The Performance Evaluation of Gravity and Zero Velocity Measurement Based Field Calibration Methods Applicable for Various Grades of Inertial Sensors

摘要

Inertial sensors basically composed of accelerometers and gyroscopes are widely used as a crucial part of the navigation systems for various types of civil and military applications. Depending upon the design technologies and manufacturing procedures, inertial sensors contain different types of systematic and stochastic errors in their measurements. The systematic error sources such as bias effect, scaling error, cross-coupling effect of non-sensitive sensor axis measurement etc. result in navigation frame acceleration error, which is double integrated to yield unbounded positioning error to inertial navigated system.
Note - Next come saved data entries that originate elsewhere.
PR #12271, opened 2024-03-21
feat: enable admin key to be able to remove other keys

fchitakova:
**Description**:

The purpose of these changes is to enable the admin key to be able remove itself from a token, as well as the other low privileged keys as described in [HIP-540](https://hips.hedera.com/hip/hip-540  ). 

To achieve this, the change checks:

1. If the transaction body contains IMMUTABILITY_SENTINEL_KEY value for the any key, since this is how we expect the keys to be removed. 
2. If the admin keys is present and used for signing the transaction in addition to the required payer signature

**Related issue(s)**: https://github.com/hashgraph/hedera-services/issues/12158

Fixes #

**Notes for reviewer**:

**Checklist**

- [X] Documented (Code comments, README, etc.)
- [x] Tested (unit, integration, etc.)

PR #12327, opened 2024-03-25
feat: low priority keys can change themselves to another valid and an invalid key

### LINKED ISSUE #12160: HIP-540: Implement and test the logic that all keys can change themselves to an invalid key (such as all-zeros)
Such updates will be enabled by an explicit flag in the transaction body that will indicate if we should check if the new key is valid (by default we should be checking the validity to be backwards compatible)

petreze:
**Description**:
Currently admin key is able to change itself and also other low privilege keys.
Additionally we want to implement the ability for low privilege keys to be able to update themselves to new valid keys (i.e. without requiring admin key signature but instead only the signature of the corresponding low privilege key being updated).
This new logic also applies to "invalid" keys such as `0x0000000000000000000000000000000000000000` but not limited to

Several X tests are added in a new class `TokenUpdateReplaceKeysXTest` and a new `Hip540ChangeOrRemoveKeysSuite` is added to test cases where we need to verify signature requirements related to the HIP

**Related issue(s)**:

Fixes #

**Notes for reviewer**:
This PR combines the logic for both issues as they share similar logic

- A new `addRequiredSigners()` method was introduced in `TokenUpdateHandler` to cover all the cases of signature requirements. The tricky part is when we have a low priority key update. There we want to either require the admin key signature or the signatures of all of the respective low priority keys, which are going to be updated, that were previously set to the token. To handle this case, a complex `Threshold` key 1/2 was created where one of the keys is the admin key and the other one is a `KeyList` (N/N must sign) of all the current respective low priority keys which are going to be updated
- Some changes were made in `HapiTokenUpdate` and `HapiGetTokenInfo` in order to test the update a key to an invalid one
- Several negative suite tests were added in `TokenUpdateSpecs` to cover some cases and a brand new `Hip540ChangeOrRemoveKeysSuite` was created to test all the new logic related to this HIP

cc: @stefan-stefanooov 

**Checklist**


stefan-stefanooov (approved):

stefan-stefanooov (dismissed):

stefan-stefanooov (approved):

hedera-node/hedera-token-service-impl/src/main/java/com/hedera/node/app/service/token/impl/handlers/TokenUpdateHandler.java
```diff
@@ -434,6 +401,107 @@ private void updateKeys(
...
+                        op.hasFeeScheduleKey());
+                addRequiredLowPrioritySigner(
+                        lowPriorityKeys, originalToken.hasPauseKey(), originalToken.pauseKey(), op.hasPauseKey());
+                addRequiredLowPrioritySigner(
+                        lowPriorityKeys,
+                        originalToken.hasMetadataKey(),
+                        originalToken.metadataKey(),
+                        op.hasMetadataKey());
+                addRequiredLowPrioritySigner(
+                        lowPriorityKeys, originalToken.hasMetadataKey(), originalToken.metadataKey(), op.hasMetadata());
```
Neeharika-Sompalli, line 460: This update to metadata can have signature from admin or metadataKey. We need to use a threshold key in this case, like we did before.

hedera-node/hedera-token-service-impl/src/main/java/com/hedera/node/app/service/token/impl/handlers/TokenUpdateHandler.java
```diff
@@ -434,6 +401,107 @@ private void updateKeys(
...
+                    // to sign)
+                    requiredKey = Key.newBuilder()
+                            .thresholdKey(ThresholdKey.newBuilder()
+                                    .keys(KeyList.newBuilder()
+                                            .keys(keysRequired)
+                                            .build())
+                                    .threshold(1)
+                                    .build())
+                            .build();
+                }
```
Neeharika-Sompalli, line 482: If I read this correctly, one of all the keys should sign. What happens if we are updating several keys in same update transaction ?

hedera-node/hedera-token-service-impl/src/main/java/com/hedera/node/app/service/token/impl/handlers/BaseTokenHandler.java
```diff
@@ -427,6 +427,36 @@ public static boolean isMetadataOnlyUpdateOp(@NonNull final TokenUpdateTransacti
...
+                || op.hasAutoRenewPeriod()
+                || op.hasMemo()
+                || op.hasExpiry());
+    }
+
+    /**
+     * Check if a given token already has some of the low priority keys
+     * low priority keys are -> wipeKey, kycKey, supplyKey, freezeKey, feeScheduleKey, pauseKey or metadataKey
+     */
+    public static boolean hasAlreadySomeLowPriorityKeys(@NonNull final Token token) {
```
thomas-swirlds-labs, line 450: We should consider renaming LowPriorityKeys to NonAdminKeys - as it will be clearer and won't require us to call out explicitly what the other 7 keys are each time.

hedera-node/hedera-token-service-impl/src/test/java/com/hedera/node/app/service/token/impl/test/handlers/TokenUpdateHandlerTest.java
```diff
@@ -267,6 +267,13 @@ void failsIfTokenImmutable() {
                 .get(fungibleTokenId)
                 .copyBuilder()
                 .adminKey((Key) null)
+                .wipeKey((Key) null)
```
thomas-swirlds-labs, line 270: Should add unit tests to cover scenarios other than `failsIfTokenImmutable`

hedera-node/hedera-token-service-impl/src/main/java/com/hedera/node/app/service/token/impl/handlers/BaseTokenHandler.java
```diff
@@ -427,6 +427,36 @@ public static boolean isMetadataOnlyUpdateOp(@NonNull final TokenUpdateTransacti
         return op.equals(defaultWithMetadata);
     }
 
+    /**
+     * Check if TokenUpdateOp wants to update only some of the low priority keys or the metadata field
```
thomas-swirlds-labs, line 431: Should metadata update be part of this?

hedera-node/test-clients/src/main/java/com/hedera/services/bdd/suites/token/Hip540ChangeOrRemoveKeysSuite.java
```diff
@@ -0,0 +1,615 @@
...
+                        .payingWith(supply))
+                .then(getTokenInfo(tokenName).searchKeysGlobally().hasSupplyKey(supplyKey2));
+    }
+
+    @HapiTest
+    final HapiSpec tokenUpdateFeeScheduleKey() {
+        final var admin = "admin";
+        final var feeSchedule = "feeSchedule";
+        final var feeScheduleKey2 = "feeScheduleKey2";
+        final var newFeeScheduleKey = "feeScheduleRedux";
```
thomas-swirlds-labs, line 186: nit: newFeeScheduleKey is not required and can be removed

hedera-node/test-clients/src/main/java/com/hedera/services/bdd/spec/transactions/token/HapiTokenUpdate.java
```diff
@@ -219,13 +226,33 @@ public HapiTokenUpdate expiry(long at) {
...
-    public HapiTokenUpdate improperlyEmptyingAdminKey() {
-        useImproperEmptyKey = true;
+    public HapiTokenUpdate properlyEmptyingAdminKey() {
+        useEmptyAdminKeyList = true;
         return this;
     }
 
-    public HapiTokenUpdate properlyEmptyingAdminKey() {
-        useEmptyAdminKeyList = true;
+    public HapiTokenUpdate usingInvalidAdminKey() {
```
thomas-swirlds-labs, line 234: Handles invalid keys but what about "empty" keys?

hedera-node/hedera-app/src/xtest/java/token/update/AbstractTokenUpdateXTest.java
```diff
@@ -0,0 +1,58 @@
+/*
```
thomas-swirlds-labs, line 1: This class is never used and could be deleted

hedera-node/test-clients/src/main/java/com/hedera/services/bdd/spec/queries/token/HapiGetTokenInfo.java
```diff
@@ -299,6 +309,46 @@ public HapiGetTokenInfo searchKeysGlobally() {
         return this;
     }
 
+    public HapiGetTokenInfo hasInvalidAdminKey() {
```
thomas-swirlds-labs, line 312: Handles invalid keys but what about "empty" ?

hedera-node/hedera-token-service-impl/src/test/java/com/hedera/node/app/service/token/impl/test/handlers/TokenUpdateHandlerParityTest.java
```diff
@@ -145,12 +152,23 @@ void tokenUpdateReplacingAdminKey() throws PreCheckException {
     void tokenUpdateWithSupplyKeyedToken() throws PreCheckException {
         final var txn = txnFrom(UPDATE_WITH_SUPPLY_KEYED_TOKEN);
         final var context = new FakePreHandleContext(readableAccountStore, txn);
+        final var lowPriorityKeyList = Key.newBuilder()
```
thomas-swirlds-labs, line 155: NIT: could refactor to declare lowPriorityKeyList and thresholdKey once and avoid duplication

thomas-swirlds-labs (changes requested):
Added some comments inline.

hedera-node/hedera-token-service-impl/src/main/java/com/hedera/node/app/service/token/impl/handlers/TokenUpdateHandler.java
petreze: @Neeharika-Sompalli 
Hey, not exactly. Here we have `lowPriorityKeys` list of low priority keys to be updated. After that if the list is not empty, we create `lowPriorityKeyList` KeyList (N/N signers) and only then we create the threshold key (1/2 signers) which requires either all keys from `lowPriorityKeyList` to sign or only the admin key to sign.

In that way, if we have 2 low prio keys to be updated we either require those 2 signatures or only the admin key signature

hedera-node/hedera-token-service-impl/src/main/java/com/hedera/node/app/service/token/impl/handlers/BaseTokenHandler.java
petreze: @thomas-swirlds-labs 
As I understood correctly the metadata HIP, we should allow the case where the `metadataKey` can update the `metadata` field by itself without requiring the admin key signature..? [Here](https://github.com/hashgraph/hedera-services/blob/12160-low-priority-to-an-invalid-key/hedera-node/hedera-token-service-impl/src/main/java/com/hedera/node/app/service/token/impl/handlers/TokenUpdateHandler.java#L459-L460) we allow for this when we enter the in this case `noOtherFieldThanLowPriorityKeyOrMetadataWillBeUpdated(op)`

hedera-node/test-clients/src/main/java/com/hedera/services/bdd/spec/transactions/token/HapiTokenUpdate.java
petreze: @thomas-swirlds-labs 
We separated the logic of the HIP into 2 PRs. This one contains the implementation of low prio keys to change themselves to another valid or an invalid key. The other functionality will be [here](https://github.com/hashgraph/hedera-services/pull/12271) where the "empty" keys are considered removed

hedera-node/test-clients/src/main/java/com/hedera/services/bdd/spec/queries/token/HapiGetTokenInfo.java
petreze: Same as [here](https://github.com/hashgraph/hedera-services/pull/12327#discussion_r1552224086)

hedera-node/hedera-token-service-impl/src/test/java/com/hedera/node/app/service/token/impl/test/handlers/TokenUpdateHandlerParityTest.java
petreze: @thomas-swirlds-labs 
The `lowPriorityKeyList` contains different key for each keys and there are only 4 occurrences of these types of tests... do you mean to declare them inside `setUp()` which will be executed before each of the test cases?

hedera-node/hedera-token-service-impl/src/main/java/com/hedera/node/app/service/token/impl/handlers/TokenUpdateHandler.java
```diff
@@ -434,6 +401,107 @@ private void updateKeys(
...
+                } else {
+                    final Key lowPriorityKeyList = Key.newBuilder()
+                            .keyList(KeyList.newBuilder().keys(lowPriorityKeys).build())
+                            .build();
+                    final List<Key> keysRequired = List.of(lowPriorityKeyList, originalToken.adminKey());
+                    // with this we will require either admin key signature or all low priority keys signatures
+                    // (we can update several low priority keys with one TokenUpdate, so we will require all of these
+                    // keys
+                    // to sign)
+                    requiredKey = Key.newBuilder()
```
Neeharika-Sompalli, line 474: If I read this correctly, one of all the keys should sign. What happens if we are updating several keys in same update transaction ? This should just take adminKey or all the keys updated to sign the transaction

hedera-node/hedera-token-service-impl/src/main/java/com/hedera/node/app/service/token/impl/validators/TokenAttributesValidator.java
```diff
@@ -143,25 +143,25 @@ public void validateTokenKeys(
         if (hasAdminKey && !isKeyRemoval(adminKey)) {
             validateTrue(isValid(adminKey), INVALID_ADMIN_KEY);
         }
-        if (hasKycKey) {
+        if (hasKycKey && !isKeyRemoval(kycKey)) {
```
Neeharika-Sompalli, line 146: Why are we not checking the `NO_VALIDATION` condition here ?

hedera-node/test-clients/src/main/java/com/hedera/services/bdd/suites/token/TokenUpdateSpecs.java
```diff
@@ -137,8 +139,26 @@ public List<HapiSpec> getSpecsInSuite() {
                 canUpdateExpiryOnlyOpWithoutAdminKey());
     }
 
+    private List<HapiSpec> negativeTests() {
+        return List.of(
+                updateTokenTreasuryRequiresZeroTokenBalance(),
```
Neeharika-Sompalli, line 144: Need more tests covering updating multiple keys in same transaction

Neeharika-Sompalli (changes requested):
The way we are adding required keys for `TokenUpdate` seems like it wont work. Need more tests validating all the cases.

hedera-node/hedera-token-service-impl/src/main/java/com/hedera/node/app/service/token/impl/handlers/TokenUpdateHandler.java
```diff
@@ -434,6 +401,107 @@ private void updateKeys(
...
+     * @param op token update transaction body
+     * @param originalToken original token
+     */
+    private void addRequiredSigners(
+            @NonNull PreHandleContext context,
+            @NonNull final TokenUpdateTransactionBody op,
+            @NonNull final Token originalToken)
+            throws PreCheckException {
+        if (op.hasAdminKey()) {
+            if (isValid(op.adminKey())) {
```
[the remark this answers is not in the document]
petreze: I agree but here the concern is other and the comments explain that. Basically `op.adminKey()` is valid, we require it to sign the update, and if its not, we consider it to be invalid, hence the previous admin key wants to make itself to an invalid key (i.e: long zero address) and in that case we require the already existing admin key to sign

hedera-node/hedera-token-service-impl/src/main/java/com/hedera/node/app/service/token/impl/handlers/BaseTokenHandler.java
```diff
@@ -427,6 +427,36 @@ public static boolean isMetadataOnlyUpdateOp(@NonNull final TokenUpdateTransacti
...
+     * low priority keys are -> wipeKey, kycKey, supplyKey, freezeKey, feeScheduleKey, pauseKey or metadataKey
+     */
+    public static boolean noOtherFieldThanLowPriorityKeyOrMetadataWillBeUpdated(
```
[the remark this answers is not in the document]
petreze: @Neeharika-Sompalli 
I was thinking about the same but could not figure it out other way...

hedera-node/hedera-token-service-impl/src/main/java/com/hedera/node/app/service/token/impl/handlers/TokenUpdateHandler.java
petreze: Here we have `lowPriorityKeys` list of low priority keys to be updated. After that if the list is not empty, we create `lowPriorityKeyList` KeyList (N/N signers) and only then we create the `Threshold` key (1/2 signers) which requires either all keys from lowPriorityKeyList to sign or only the admin key to sign.

In that way, if we have 2 or more low prio keys to be updated we either require those low prio keys to sign or only the admin key signature

hedera-node/hedera-token-service-impl/src/main/java/com/hedera/node/app/service/token/impl/handlers/BaseTokenHandler.java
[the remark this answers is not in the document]
petreze: @Neeharika-Sompalli 
We handle this case in `getAllRequiredLowPrioritySigners()`. This method adds every low priority key in a `KeyList` which will be required to sign the TokenUpdateTx

hedera-node/hedera-token-service-impl/src/main/java/com/hedera/node/app/service/token/impl/validators/TokenAttributesValidator.java
petreze: Because method `validateTokenKeys()` is also used in `TokenCreateValidator` as well. Instead, in `TokenUpdateValidator` we are checking for other than `NO_VALIDATION` enum value and then perform key validations

hedera-node/hedera-app/src/xtest/java/token/update/AbstractTokenUpdateXTest.java
petreze: Removed

hedera-node/test-clients/src/main/java/com/hedera/services/bdd/suites/token/TokenUpdateSpecs.java
petreze: @Neeharika-Sompalli 
Those types of tests are in `Hip540ChangeOrRemoveKeysSuite` file. We split the specific tests about the HIP there for better visibility

hedera-node/hedera-token-service-impl/src/test/java/com/hedera/node/app/service/token/impl/test/handlers/TokenUpdateHandlerTest.java
petreze: Added

hedera-node/test-clients/src/main/java/com/hedera/services/bdd/spec/transactions/token/HapiTokenUpdate.java
thomas-swirlds-labs: Ok. Makes sense. In that case it could also be useful to have a long running HIP-540 feature branch to merge the multiple PRs into before develop ?

petreze:
Closing this one as we created a [PR](https://github.com/hashgraph/hedera-services/pull/12736) for the entire implementation. This was made because there are quite a lot corner cases which test the entire logic of the HIP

In order to reduce the systematic errors built in those sensors, extensive laboratory calibration procedures are well developed with the usage of precision testing equipment such as two or more axis rotation tables, flight motion simulators and precision dividing head equipment. Since the laboratory calibration procedures are essentially depend on rigorous human source, lengthy procedures and highly expensive precision equipment, the idea of inertial sensor calibration without use of precision and costly equipment is adopted in this paper. Based on the previous literature information about the usage of local gravity and zero-velocity measurements for static conditions as a physical quantity is exploited and Extended Kalman Filter based calibration algorithm is developed. Both simulation analysis and real life experiments imply that simple rotation sequences with non-accurate mechanical devices or even with manually via human hand can be used to dictate each of three axis of inertial measurement unit sensor's errors to become observable states. Simulation analysis provides that both of the local gravity measurement and zero-velocity measurement information can be used individually to calibrate both of the accelerometers triad and gyroscopes triad deterministic error terms including repeatable bias errors, scaling errors, cross-coupling errors and g-sensitive bias errors. In this paper, the developed calibration algorithms are tested with near-navigation, tactical and commercial grade inertial measurement units and the performance goal is achieved by comparison with laboratory calibration results.